From uncovering the 'strange' performance drivers of a 'strange' strategy, to hiring and managing the `strange' people who fit with a 'strange' strategy's delivery, the professor conveys a compelling and instructive narrative. This book is recommended for anyone who has used or considered the balanced scorecard; it will put you on a 'strange' and better path.

Dennis DeWilde, author of
"The Performance Connection"

Being different and "strange" is often a requirement for success, read about it here
Helpful Votes: 2 out of 2 total.
Review Date: 2007-08-18
In this book, Cable puts forward a very interesting idea that more managers should have the courage to take seriously and perhaps even execute. The point is that managers should make a concerted effort to hire people that are "strange" rather than those that are similar to all other potential hires. His point is that conventional thinking and execution is inherently limited in the level of success that it can achieve. By strange, he does not mean "weird" or disturbed, the term is used in the sense of being capable of doing constructive and successful thinking outside the box.
Several examples of companies that have adopted such methods and are very successful are presented. One of the best is an explanation of the career of major league baseball general manager Billy Beane. Beane's position is that the standard criteria used to evaluate baseball talent are simplistic and incorrect. Since he rose to the position of general manager of the Oakland Athletics, Beane has fielded a team that ranks at the bottom in terms of salary and near the top in terms of wins. Much of his emphasis is on the "quality at-bat" where a player forces the pitcher to make extra pitches and is willing to accept a base-on-balls, even when there are runners on base.
Since this is a skill undervalued by all other teams, this has allowed Beane to acquire players for much less than other teams are willing to pay them. By molding the team in that image, he has developed a very successful team, although the Athletics have had a difficult time winning games in the playoffs. Given the current financial inequities that exist in major league baseball, this is truly a major success story that others should pay attention to.
Another example is the policy of Home Depot to hire contractors to work in the appropriate sections of the store. Therefore, when the do-it-yourself customer comes in, the person helping them is very knowledgeable and can provide the highest level of customer service. This service translates into an enormous competitive advantage over other stores and can increase sales several orders of magnitude over the extra salary expenses.
To his additional credit, Cable also is clear in stating that hiring "strange" employees is not for everyone. It requires courage to be willing to adopt a novel business or a non-traditional approach to an old one. In nearly all cases, the initial expenses are higher than in other areas and exterior observers are generally very skeptical of the new and novel ways of doing business.
I once participated in a faculty development seminar entitled, "A Whack on the Side of the Head." The purpose was to try to get us to think of new and novel ways to present our material. This book reminded me of that seminar, demonstrating that while going down a different path can be extremely challenging, it can also be very rewarding. From personal experience, those rewards are more than monetary; there is a form of satisfaction in being successfully different that is like no other. Perhaps the key to your success can be found in this book.

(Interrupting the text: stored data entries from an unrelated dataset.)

PR #2615, opened 2026-08-16
diag(zeroconfig): record the number the blocking RED rule should be using

benzsevern:
The blocking RED rule is:

```python
avg = n_rows / max(n_blocks, 1)
if block_sizes_p99 > 10 * avg:   # RED
```

That denominator is a **mean**, and it is pinned near 1 whenever blocking is fine-grained. Measured on person@100k:

| | |
|---|---:|
| n_blocks | 84,293 |
| n_rows | 100,000 |
| **avg** | **1.19** |
| bar (10 x avg) | 11.9 |
| p99 | 72 |
| reduction_ratio | **0.9757** |
| singleton_fraction | **0.0** |

Any block over a dozen rows trips it. That config has *excellent* reduction and *zero* singletons, and it grades RED — which is why zero-config refuses it.

## Why this PR does not fix the rule

Because the first version of this diagnostic did not capture the quantity a better rule would use. Skew is dangerous when a few blocks own most of the **work**, and work is quadratic in block size — so the honest measure is what fraction of total candidate pairs the largest block contributes, not a tail percentile over a mean.

Now recorded, all from fields `BlockingProfile` already carries:

- `total_comparisons` — the denominator that was missing
- `largest_block_pairs` — `max*(max-1)/2`
- `largest_block_pair_share` — the candidate replacement signal
- `p99_over_avg` — the current rule's ratio, made explicit
- `p99_over_p50` — the obvious alternative denominator

**Recorded, not acted on.** A RED rule decides whether zero-config refuses a user's run. Swapping one heuristic for another on reasoning rather than evidence is presumably how the current rule got here. Re-run the diagnostic, read the share, then change the rule.

### DIFF
--- a/scripts/bench_er_headtohead/diagnose_zeroconfig_refusal.py
+++ b/scripts/bench_er_headtohead/diagnose_zeroconfig_refusal.py
@@ -83,15 +83,38 @@ def _blocking_report(bp, n_rows: int) -> dict:
         fired.append(f"block_sizes_p99 {p99} > 10*avg {10 * avg:.1f}  [SKEW]")
     if rr < 0.5:
         fired.append(f"reduction_ratio {rr:.4f} < 0.5")
+    # Pair-share of the biggest block: the measure the RED rule arguably should
+    # be using. `p99 > 10 * avg` compares a tail percentile to a MEAN that is
+    # pinned near 1 whenever blocking is fine-grained (n_blocks -> n_rows), so
+    # it fires on configs with excellent reduction and no singletons. What
+    # actually makes skew dangerous is that a few blocks own most of the WORK,
+    # and work is quadratic in block size -- so the honest question is what
+    # fraction of total candidate pairs the largest block contributes.
+    #
+    # Recorded, not acted on: changing a RED rule needs this number first, and
+    # the first version of this diagnostic did not capture it.
+    total_pairs = getattr(bp, "total_comparisons", 0) or 0
+    biggest = getattr(bp, "block_sizes_max", 0) or 0
+    biggest_pairs = biggest * (biggest - 1) // 2
     return {
         "n_blocks": n_blocks, "avg_block_size": round(avg, 2),
         "block_sizes_p50": getattr(bp, "block_sizes_p50", 0),
         "block_sizes_p95": getattr(bp, "block_sizes_p95", 0),
         "block_sizes_p99": p99,
-        "block_sizes_max": getattr(bp, "block_sizes_max", 0),
+        "block_sizes_max": biggest,
         "reduction_ratio": round(rr, 6),
         "singleton_block_count": singles,
         "singleton_fraction": round(singles / max(n_blocks, 1), 4),
+        "total_comparisons": int(total_pairs),
+        "largest_block_pairs": int(biggest_pairs),
+        "largest_block_pair_share": (
+            round(biggest_pairs / total_pairs, 6) if total_pairs else None
+        ),
+        "p99_over_avg": round(p99 / avg, 2) if avg else None,
+        "p99_over_p50": (
+            round(p99 / getattr(bp, "block_sizes_p50", 0), 2)
+            if getattr(bp, "block_sizes_p50", 0) else None
+        ),
         "red_rules_fired": fired,
     }
 


benzsevern:
Re-ran the diagnostic at 100k on both shapes. Here is the number this PR stopped for.

## `largest_block_pair_share`

| | person@100k | biblio@100k |
|---|---:|---:|
| n_blocks | 84,350 | 22,151 |
| avg_block_size | 1.19 | 4.51 |
| p50 / p95 / p99 | 2 / 10 / 72 | 6 / 31 / 39 |
| block_sizes_max | 2,170 | 70 |
| reduction_ratio | 0.9757 | 0.9996 |
| singleton_fraction | 0.0 | 0.0 |
| total_comparisons | 121,391,850 | 1,770,258 |
| largest_block_pairs | 2,353,365 | 2,415 |
| **largest_block_pair_share** | **0.0194** | **0.0014** |
| p99_over_avg (current rule, bar 10) | **60.73** | 8.64 |
| p99_over_p50 | 36.0 | 6.5 |
| blocking verdict | **RED** (skew) | GREEN |

**The current rule is a false alarm on person, by a wide margin.** It grades the config RED at `p99/avg = 60.7` against a bar of 10, while the largest block owns **1.9% of total candidate pairs**. Reduction is 0.9757 and there are zero singletons. Nothing here is carrying a dangerous share of the work.

Note the two shapes differ 14x on the share (1.94% vs 0.14%) yet both are trivially small in absolute terms.

## Why this still does not license changing the rule

**Neither shape is a positive control.** Both are healthy, so this run establishes where the signal sits for *good* configs and says nothing about where it sits for a genuinely dangerous one. Picking a bar from two negatives would repeat the mistake that produced the current rule: choosing a threshold with no positive examples on the other side of it.

What is needed before the rule changes is a deliberately degenerate blocking config (block on a low-cardinality column so one block owns most of the pairs) measured through the same diagnostic. Then there are two clouds and the bar goes between them. I have not built that yet.

## A second finding, unrelated to the denominator

person@100k is RED on **two** sub-profiles, not one:

```
health: blocking=RED  scoring=RED  (data/domain/matchkey/cluster all GREEN)
scoring: n_pairs_scored=0  dip_statistic=0.0  mass_above_threshold=0.0
```

Scoring is RED because **nothing was scored at all**, not because the scores were bad. So fixing the blocking denominator alone would not clear this refusal unless the zero-pair scoring profile is itself downstream of the blocking verdict. That relationship needs establishing; right now "fix lever 1 and person@100k stops refusing" is not supported.

biblio@100k, by contrast, now comes back **rollup=GREEN on every sub-profile** (stop_reason `BUDGET_ITERATIONS`), so the biblio refusal recorded in the head-to-head is not reproducing on this path.

## Reproduction

```bash
uv sync --package goldenmatch --extra polars
python scripts/bench_er_headtohead/diagnose_zeroconfig_refusal.py \
  --shapes person biblio --rows 100000 --out zeroconfig-refusal-100k.json
```

The `--extra polars` matters: the diagnostic imports polars directly, but polars is an optional extra of `goldenmatch`, so a default install fails with `ModuleNotFoundError` before reaching the controller.

Timings: person 135.35s, biblio 356.24s.

---

benzsevern:
Followed up on the second finding above (person@100k RED on **both** blocking and scoring). The scoring RED resolves cleanly, and it changes what lever 1 is worth.

## person@100k scoring sub-profile

```json
{
  "candidates_compared": 0,
  "n_pairs_above_threshold": 0,
  "scoring_ran": false,
  "dip_statistic": 0.0,
  "mass_above_threshold": 0.0,
  "red_cause": "scoring-never-ran (candidates_compared == 0)"
}
```

**Scoring never ran.** The emitter never received a `ScoringProfile`, so `autoconfig_controller.py`'s `scoring = emitter.scoring or ScoringProfile()` substituted the all-zero default, and `ScoringProfile.health()` graded that default RED via its `candidates_compared == 0 and n_pairs_scored == 0` guard.

So the scoring RED is **not** an independent finding about thresholds or scorers. It is an artifact of the profile never being produced. That is the good case for lever 1: it is not blocked by a second, unrelated RED.

Two caveats before that is treated as "fix blocking and person passes":

1. **Why no candidates were compared is still unestablished.** The blocking profile for the same run reports `n_blocks=84,350` and `total_comparisons=121,391,850`, so blocking was not empty at the profile level. The zero has to come from the scoring path, not from an absence of blocks.
2. `first_red_subprofile` is `blocking` and the run stopped `POLICY_SATISFIED`, so the search converged and committed a config that grades RED on a sub-profile whose numbers were never measured.

## The naming trap, for the record

`n_pairs_scored` is **not** the number of pairs scored. `scorer.py:89` builds it from `find_fuzzy_matches` output, which is already filtered to pairs above the threshold, and `autoconfig_policy.py:298` renders the same field as `n_pairs_above_threshold`. The name reads like the denominator and is actually the numerator. Reading it by its name is what made the first report ambiguous; `candidates_compared` is the field that resolves it. Both names are now emitted by the diagnostic (#2631) rather than renaming a field other surfaces read.

## A defect this exposes, independent of the above

`scorer.py:2185`:

```python
if not blocks:
    return []          # returns WITHOUT emitting a ScoringProfile
```

Same shape at `scorer.py:2629`. When either fires, the controller falls back to the all-zero `ScoringProfile()`, which is **indistinguishable from a real scoring pass that compared candidates and found nothing** — and `health()` grades both RED. "Never ran" and "ran and found nothing" are different diagnoses that should not collapse into the same profile, especially when one of them is what makes zero-config refuse a user's run.

A sentinel already exists for exactly this problem on a neighbouring path: `_yellow_sentinel_profile` sets `candidates_compared=1` with the comment *"The actual scoring didn't run for these pathological-input short-circuit paths."* The same honesty is missing on the early returns above.

Suggested split: fixing the silent-default is worth its own change and is not gated on the RED-rule decision. I have not made it.

---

If you treat your employees the same as everyone else treats theirs how can your company be unique?
Helpful Votes: 4 out of 4 total.
Review Date: 2007-06-23
Companies often give a lot of lip service to the value of their employees but then go about treating and using everyone just about like every company treats and uses its employees. That is, with indifference and standardized "best" practices. Unsurprisingly, when an organization treats its people just about the same as every other company treats its employees (as inputs to be standardized and minimized), its dreams of having the company be something special, valuable, and unique are seldom to never realized.

Daniel M. Cable tells us that only a strange workforce, that is one that doesn't do things like everyone else, one that knows and has confidence in its uniqueness and specialness and in its goals and methods, can create something that is special, unique, valuable, and with a sustainable (ongoing - but adapting) advantage in the marketplace. Cable explains how and why your workforce can become something valuable and a driving force behind your success.

He starts off the book showing us how we too often treat our employees and the whole HR process as a kind of black box that just happens. We assume that if we are following the laws and standardized HR processes and avoiding being sued we are doing a good job. When we turn things around and start to view this whole concept the way the author frames it we can see that this kind of idea is indeed absurd. It is like building a process to build standardized widgets that claim no special qualities in the marketplace and then later wondering why, despite our fine leadership, those widgets fail to gain special attention in the market place or market dominance.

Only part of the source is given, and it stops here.